Au tournant des années 80, le langage C est donc l’œuvre de l'Américain Dennis Ritchie, qui nous a quitté il y a une douzaine d'années, le 12 octobre 2011, suivant Steve Jobs dans la tombe à une semaine d'intervalle. Ensemble avec Brian
Kernighan (déjà cité) et Kenneth Thompson (en), ils conçoivent, développent et implémentent ce qui deviendra Unix. Ils travaillent pour et répondent au grand besoin de l'opérateur de télécommunications historique américain de l'époque, AT&T. Et le langage C est cet outil que Dennis Ritchie conçoit pour écrire le système d'exploitation Unix, ses pilotes, ses utilitaires et ses applications. Une série documentaire (en) retrace cette épopée. Cette fois-ci, fini les autodidactes, fini les étudiants, on est chez les pros qui ont besoin que des infrastructures informatiques critiques tournent avec la plus grande fiabilité. Incidemment, Kenneth Thompson est aussi connu pour être, une trentaine d'années plus tard, l'un des trois concepteurs du langage Go, développé chez et promu par Google.

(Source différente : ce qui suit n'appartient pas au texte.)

Issue #362, opened 2022-06-14
Right-aligned toggles/checkboxes


tatems:
### Feature request

To support some of the design work on SO/ESDK, we'd like the ability to flip the layout of the checkbox and toggle components so that the input lives on the right side of the label instead of the left side.

### Why?

Currently there isn't much flexibility with the toggle and checkbox component layouts.

### Alternatives

![image](https://user-images.githubusercontent.com/3402466/173579476-c1f65f13-01b2-45b2-8e19-6ccb5d27e1b0.png)

tatems:
We're willing to open a PR with this as part of our internal project. cc @sohnj877

pretzelhammer:
I'm thinking Maker should just expose the underlying control components, e.g. RadioControl, CheckboxControl, etc so that users can use them in their own custom layouts. What do you think? @tatems

tatems:
Yup that would make sense to me!

pretzelhammer:
Discussed this with Design and they removed the right-aligned controls from the designs. I'm closing this for now but feel free to re-open if right-aligned form controls pops up again.

PR #396, opened 2022-07-21
feat: export standalone controls without form layout wrapper

pretzelhammer:

closes https://github.com/square/maker/issues/362

exports standalone controls without form layout wrapper

## Other information

nope


tatems (approved):

laurenhu:
I'm worried this approach will be confusing - at least when it's applied to all the components. For instance, it's not clear at a glance from the styleguide which Input component to use, especially since they're now referenced as InputControl vs. InputFormItem in the docs, with the latter coming first. Appearance-wise, there's little difference between the two components, besides the error slot. I could see this making sense for radio, checkbox and toggle but not as much for Input, Select and PinInput. I would limit standalone controls to just the former three. Alternatively, we could also introduce an `align` prop to them, which we already have on Input to style the alignment of text. This would also allow us to standardize spacing for both configurations.

laurenhu (commented):
I'm worried this approach will be confusing - at least when it's applied to all the components. For instance, it's not clear at a glance from the styleguide which Input component to use, especially since they're now referenced as InputControl vs. InputFormItem in the docs, with the latter coming first. Appearance-wise, there's little difference between the two components, besides the error slot. I could see this making sense for radio, checkbox and toggle but not as much for Input, Select and PinInput. I would limit standalone controls to just the former three. Alternatively, we could also introduce an align prop to them, which we already have on Input to style the alignment of text. This would also allow us to standardize spacing for both configurations.

mattmewton:
Agree with @laurenhu 's comments, I think makes sense to keep the API as clean and simple as possible for consumers of Maker and the approach outlined in the above comment seems to align with that.

pretzelhammer:
closing this PR because the associated issue has been closed, but if it's ever re-opened we can also re-open this pr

Grâce à son enracinement dans ce patient travail de conception et d'écriture d'un système d'exploitation nouveau, construit pour résister au temps, le langage C fait lui aussi la démonstration d'une grande longévité. Lui, puis son évolution avec C++ au tournant des années 90, furent omniprésents en micro-informatique, pour l'écriture des applications utilisées sur ces machines, souvent par des professionnels, parfois par des programmeurs du dimanche. Conçu à la fin des années 70, il reste un langage de prédilection pour les applications proches du système d'exploitation et aussi très généralement pour l'électronique embarquée, où des performances doivent être atteintes, malgré les spécifications techniques matérielles beaucoup plus limitées que sur un ordinateur classique. Surtout, C reste toujours un langage majeur de développement de Windows, de Linux et d'une part importante des applications qui peuvent former une distribution.
Même si les travaux sur ces premiers langages de programmation très populaires ont évidemment impliqué beaucoup d'autres contributeurs, il est remarquable que la totalité de leurs créateurs soient originaires du monde occidental, et même plus, de l'une ou de l'autre des deux côtes des États-Unis. C'est dire la puissance d'innovation, grâce à ses universités et ses financements, de l'informatique des débuts par l'Amérique. Peut-être peut-on y voir un écho de ce que les États-Unis cherchent à reproduire de nouveau maintenant, dans cette panacée contemporaine du progrès technique qu'on appelle l'Intelligence Artificielle.